The effects of diluted nitrogen impurities on the valence- and conduction-band states of GaP1-xNx have been predicted and measured experimentally. The calculation uses state-of-the-art atomistic modeling: we use large supercells with screened pseudopotentials and consider several random realizations of the nitrogen configurations. These calculations agree with photoluminescence excitation (PLE) measurements performed for nitrogen concentrations x up to 0.035 and photon energies up to 1 eV above the GaP optical-absorption edge, as well as with published ellipsometry data. In particular, a predicted nitrogen-induced buildup of the L character near the valence- and conduction-band edges accounts for the surprising broad-absorption plateau observed in PLE between the X-1c and the Gamma(1c) critical points of GaP. Moreover, theory accounts quantitatively for the downward bowing of the indirect conduction-band edge and for the upward bowing of the direct transition with increasing nitrogen concentration.

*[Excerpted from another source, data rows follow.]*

PR #115, opened 2016-12-11
Add dumb NLAW, add 65/762 tracer mags

AACO:
Adds:
-Dumb fire only NLAW
-Mk200 and Zafir tracer mags in red/green/yellow

_Should_ help creating vanilla loadouts


zerithsmash:
Sure

PR #117, opened 2016-12-14
Add recruit ID tool

AACO:
- [x] Move create rsc title functionality to core
- [x] Update/cleanup safestart (and fix a bug along the way)
- [x] Implement message to display to members about recruits during safe start
- [x] Implement a recruit 3D tag to display to members during safe start
- [x] Update/cleanup comments

Notes:
- Driven by the squad.xml, so members w/o tags will be ID as recruits (and should be appropriately heckled)
- Will be able to turn off the message and/or the tags via ACE Settings UI

Message example:
message

Tag example:
http://i.imgur.com/7koi6fq.gif

Question(s):
-Are the tags baller?

Tags:
@zerithsmash


zerithsmash:
I likey. Let the heckling begin.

We review some of the controversies in the literature regarding the shifts in the conduction band with composition, and conclude that measured results at ultralow N concentration cannot be used to judge behavior at a higher concentration. In particular, we find that at the high concentrations of nitrogen studied here (similar to 1%) the conduction-band edge (CBE) is a hybridized state made from the original GaP X-1c band-edge state plus all cluster states. In this limit, the CBE plunges down in energy as the N concentration increases, in quantitative agreement with the measurements reported here. However, at ultralow nitrogen concentrations (< 0.1%), the CBE is the nearly unperturbed host X-1c, which does not sense the nitrogen cluster levels. Thus, this state does not move energetically as nitrogen is added and stays pinned in energy, in agreement with experimental results.